Please write out the data that follows, word for word.
*** Opening EXCERPTED DATA ***
PR #7, opened 2023-12-06
feat: add a solvency check at burn

dyedm1:

PR #8, opened 2023-12-11
Liquidations V2

guil-lambert:


guil-lambert:
built on the https://github.com/panoptic-labs/panoptic-v1-core-private/pull/7 PR, new commits start here: [335e6e7](https://github.com/panoptic-labs/panoptic-v1-core-private/pull/8/commits/335e6e77d53baca3297fb8fabb6984f550d7113e)

contracts/CollateralTracker.sol
```diff
@@ -1292,6 +1199,9 @@ contract CollateralTracker is ERC20Minimal, Multicall {
                 tokenToPay += intrinsicValue;
             }
 
+            // only return positive paidAmount
+            paidAmount = tokenToPay < 0 ? int128(0) : int128(tokenToPay);
```
dyedm1: The paidAmount should be accurate. I'm not sure exactly what the intention of this is, but the reason we have the paidAmount is so we can get an accurate representation of the user's balance post the transaction  without querying their balances. We make decisions on how to allocate tokens to pay back the liquidator + bonus based on this, so it needs to be correct.

dyedm1:
Added working pass/fail fuzz tests for the liquidations and fixed the CollateralTracker tests/removed the long-runnning/broken tests. Had to make a few fixes based on the results:

 - `exercise` was returning the paid amount as math.max(0, tokenToPay) instead of just tokenToPay which was screwing up the results.
 - the balance in `tokenData` includes positive accumulated premium, which is also part of the `netExchanged` amount (i.e double-counted). It has to be in `tokenData` for solvency calculations, so I just subtracted the positive premium where it's used to determine the balance while doing the protocol loss compensation.
 - we were using the final price instead of the TWAP price when converting tokens to calculate the solvency-based liquidation bonus. this makes no sense because the collateral requirements are themselves calculated at the TWAP price, meaning that the bonus is not reflective of the actual solvency at *any* price and can even be negative. I just set up the bonus calculation to use the TWAP price to convert tokens for solvency instead. We can talk about calculating the bonus value at both prices and maybe taking the minimum or something, but being internally consistent is good enough, so let's ship this change and think about that later.
 - Not a bug, but I converted the codebase over to math.min/max/abs instead of ternaries since we're using them a lot more and the math functions are a lot more readable.

dyedm1 (approved):
LGTM, lets ship

contracts/CollateralTracker.sol
dyedm1: fixed

guil-lambert:
I'll merge this one but I'll test out a few more features in a separate PR 👍

PR #9, opened 2023-12-18
fix: prevent transfers of removedLiquidity

dyedm1:
We need to disable transfers of removedLiquidity because they can result in misrepresentation of the liquidity utilization/premium multiplier to protocols if chunks are transferred to them before users mint any positions there.

Also, they shouldn't be possible anyway in general because having a long position means that there's a corresponding short position (i.e >1 touches to a chunk)


guil-lambert:
LGTM!

PR #11, opened 2023-12-20
fix: prevent reentrancy on uninitialized pools

dyedm1:
It's possible to reenter an uninitialized SFPM pool by initializing it during a reentrant call because the lock is reset. To fix this, we just persist the lock state through initialization.


guil-lambert (approved):
LGTM

PR #12, opened 2023-12-20
fix: add reentrancy checks to SFPM transfer functions

dyedm1:
The SFPM transfers allow transferring tokens of reentrancy locked pools right now, which can create issues with ERC777 tokens that can make reentrant calls to transfer tokens before the fee growth accumulators are updated. If the fee growth is transferred to another account prematurely, that account will potentially be able to collect more fees than they are due since the differences between the current and stored fee growths will be incorrect.


guil-lambert (approved):
LGTM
*** Closing EXCERPTED DATA ***
● **FINISHED TASK**:
PR #7, opened 2023-12-06
feat: add a solvency check at burn

dyedm1:

PR #8, opened 2023-12-11
Liquidations V2

guil-lambert:


guil-lambert:
built on the https://github.com/panoptic-labs/panoptic-v1-core-private/pull/7 PR, new commits start here: [335e6e7](https://github.com/panoptic-labs/panoptic-v1-core-private/pull/8/commits/335e6e77d53baca3297fb8fabb6984f550d7113e)

contracts/CollateralTracker.sol
```diff
@@ -1292,6 +1199,9 @@ contract CollateralTracker is ERC20Minimal, Multicall {
                 tokenToPay += intrinsicValue;
             }
 
+            // only return positive paidAmount
+            paidAmount = tokenToPay < 0 ? int128(0) : int128(tokenToPay);
```
dyedm1: The paidAmount should be accurate. I'm not sure exactly what the intention of this is, but the reason we have the paidAmount is so we can get an accurate representation of the user's balance post the transaction  without querying their balances. We make decisions on how to allocate tokens to pay back the liquidator + bonus based on this, so it needs to be correct.

dyedm1:
Added working pass/fail fuzz tests for the liquidations and fixed the CollateralTracker tests/removed the long-runnning/broken tests. Had to make a few fixes based on the results:

 - `exercise` was returning the paid amount as math.max(0, tokenToPay) instead of just tokenToPay which was screwing up the results.
 - the balance in `tokenData` includes positive accumulated premium, which is also part of the `netExchanged` amount (i.e double-counted). It has to be in `tokenData` for solvency calculations, so I just subtracted the positive premium where it's used to determine the balance while doing the protocol loss compensation.
 - we were using the final price instead of the TWAP price when converting tokens to calculate the solvency-based liquidation bonus. this makes no sense because the collateral requirements are themselves calculated at the TWAP price, meaning that the bonus is not reflective of the actual solvency at *any* price and can even be negative. I just set up the bonus calculation to use the TWAP price to convert tokens for solvency instead. We can talk about calculating the bonus value at both prices and maybe taking the minimum or something, but being internally consistent is good enough, so let's ship this change and think about that later.
 - Not a bug, but I converted the codebase over to math.min/max/abs instead of ternaries since we're using them a lot more and the math functions are a lot more readable.

dyedm1 (approved):
LGTM, lets ship

contracts/CollateralTracker.sol
dyedm1: fixed

guil-lambert:
I'll merge this one but I'll test out a few more features in a separate PR 👍

PR #9, opened 2023-12-18
fix: prevent transfers of removedLiquidity

dyedm1:
We need to disable transfers of removedLiquidity because they can result in misrepresentation of the liquidity utilization/premium multiplier to protocols if chunks are transferred to them before users mint any positions there.

Also, they shouldn't be possible anyway in general because having a long position means that there's a corresponding short position (i.e >1 touches to a chunk)


guil-lambert:
LGTM!

PR #11, opened 2023-12-20
fix: prevent reentrancy on uninitialized pools

dyedm1:
It's possible to reenter an uninitialized SFPM pool by initializing it during a reentrant call because the lock is reset. To fix this, we just persist the lock state through initialization.


guil-lambert (approved):
LGTM

PR #12, opened 2023-12-20
fix: add reentrancy checks to SFPM transfer functions

dyedm1:
The SFPM transfers allow transferring tokens of reentrancy locked pools right now, which can create issues with ERC777 tokens that can make reentrant calls to transfer tokens before the fee growth accumulators are updated. If the fee growth is transferred to another account prematurely, that account will potentially be able to collect more fees than they are due since the differences between the current and stored fee growths will be incorrect.


guil-lambert (approved):
LGTM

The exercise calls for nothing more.